PAPER = os.getenv('PAPER', False)

def onek_encoding_unk(x, allowable_set):
    if x not in allowable_set:
        x = allowable_set[-1]
    return [x == s for s in allowable_set]

# Note that during graph decoding they don't predict stereochemistry-related
# characteristics (i.e. Chiral Atoms, E-Z, Cis-Trans).  Instead, they decode
# the 2-D graph first, then enumerate all possible 3-D forms and find the
# one with highest score.
'''
def atom_features(atom):
    return (torch.Tensor(onek_encoding_unk(atom.GetSymbol(), ELEM_LIST)
            + onek_encoding_unk(atom.GetDegree(), [0,1,2,3,4,5])
            + onek_encoding_unk(atom.GetFormalCharge(), [-1,-2,1,2,0])
            + [atom.GetIsAromatic()]))
'''
def atom_features(atom):
    return (onek_encoding_unk(atom.GetSymbol(), ELEM_LIST)
            + onek_encoding_unk(atom.GetDegree(), [0,1,2,3,4,5])
            + onek_encoding_unk(atom.GetFormalCharge(), [-1,-2,1,2,0])
            + [atom.GetIsAromatic()])

def bond_features(bond):
    bt = bond.GetBondType()
    return (torch.Tensor([bt == Chem.rdchem.BondType.SINGLE, bt == Chem.rdchem.BondType.DOUBLE, bt == Chem.rdchem.BondType.TRIPLE, bt == Chem.rdchem.BondType.AROMATIC, bond.IsInRing()]))

def mol2dgl_single(mols):
    cand_graphs = []
    n_nodes = 0
    n_edges = 0
    bond_x = []

    for mol in mols:
        n_atoms = mol.GetNumAtoms()
        n_bonds = mol.GetNumBonds()
        g = DGLGraph()        
        nodeF = []
        for i, atom in enumerate(mol.GetAtoms()):
            assert i == atom.GetIdx()
            nodeF.append(atom_features(atom))
        g.add_nodes(n_atoms)

        bond_src = []
        bond_dst = []
        for i, bond in enumerate(mol.GetBonds()):
            a1 = bond.GetBeginAtom()
            a2 = bond.GetEndAtom()
            begin_idx = a1.GetIdx()
            end_idx = a2.GetIdx()
            features = bond_features(bond)
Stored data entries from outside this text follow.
PR #228, opened 2023-09-14
feat: compute piece for uploaded cars

vasco-santos:
This is the first of a series of PRs to integrate w3up with w3filecoin.

This PR adds Filecoin Stack, where CARPARK bucket is hooked up with a lambda to compute Piece CIDs via Event Bus events. A queue is in the middle to keep the flow steady. Once a PR is computed, its details are written into a DynamoDB table. This will have all the information users might need to ask, in order to then ask Deal Tracker for information for a given deal. In other words, it maps `piece`, `link` (Car CID), `aggregate` and `inclusionProof` (TBD what it actually is, is it a CID for a stored file in a bucket?).

Also integration tests were added.

In a follow up PR, a event will be hooked up from DynamoDB table insert to trigger `segment/add` capability from Aggregator together with writing a claim to equivalency claims.

TODO:
- [x] add https://github.com/web3-storage/fr32-sha2-256-trunc254-padded-binary-tree-multihash/ published module

### DIFF
--- a/filecoin/errors.js
+++ b/filecoin/errors.js
@@ -1,22 +1,7 @@
-export class Failure extends Error {
-  describe() {
-    return this.toString()
-  }
-
-  get message() {
-    return this.describe()
-  }
-
-  toJSON() {
-    const { name, message, stack } = this
-    return { name, message, stack }
-  }
-}
-
 export const DatabaseOperationErrorName = /** @type {const} */ (
   'DatabaseOperationFailed'
 )
-export class DatabaseOperationFailed extends Failure {
+export class DatabaseOperationFailed extends Error {
   get reason() {
     return this.message
   }
@@ -29,7 +14,7 @@ export class DatabaseOperationFailed extends Failure {
 export const GetCarErrorName = /** @type {const} */ (
   'GetCarFailed'
 )
-export class GetCarFailed extends Failure {
+export class GetCarFailed extends Error {
   get reason() {
     return this.message
   }
@@ -42,7 +27,7 @@ export class GetCarFailed extends Failure {
 export const ComputePieceErrorName = /** @type {const} */ (
   'ComputePieceFailed'
 )
-export class ComputePieceFailed extends Failure {
+export class ComputePieceFailed extends Error {
   get reason() {
     return this.message
   }
--- a/filecoin/errors.js
+++ b/filecoin/errors.js
@@ -1,0 +1,53 @@
+export class Failure extends Error {
+  describe() {
+    return this.toString()
+  }
+
+  get message() {
+    return this.describe()
+  }
+
+  toJSON() {
+    const { name, message, stack } = this
+    return { name, message, stack }
+  }
+}
+
+export const DatabaseOperationErrorName = /** @type {const} */ (
+  'DatabaseOperationFailed'
+)
+export class DatabaseOperationFailed extends Failure {
+  get reason() {
+    return this.message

            bond_src.append(begin_idx)
            bond_dst.append(end_idx)
            bond_x.append(features)
            bond_src.append(end_idx)
            bond_dst.append(begin_idx)
            bond_x.append(features)
        g.add_edges(bond_src, bond_dst)
        g.ndata['h'] = torch.Tensor(nodeF)
        cand_graphs.append(g)
    return cand_graphs

Next defined the original collate function for data loader. And defined msg and reduce function.
msg function get message from neighbor node and reduce function aggregates the massages.

msg = fn.copy_src(src="h", out="m")
def collate(sample):
    graphs, labels = map(list,zip(*sample))
    batched_graph = dgl.batch(graphs)
    return batched_graph, torch.tensor(labels)
def reduce(nodes):
    # summazation by avarage is different part
    accum = torch.mean(nodes.mailbox['m'], 1)
    return {'h': accum}

Then defined the network. By using the dgl user can easily access node and features. For example graph.ndata[‘name’] method can access node features named ‘name’. NodeApplyModule is used for calculation of each node.
It is worth to know that by using torch nn.ModuleList, user can write network like ‘Keras’.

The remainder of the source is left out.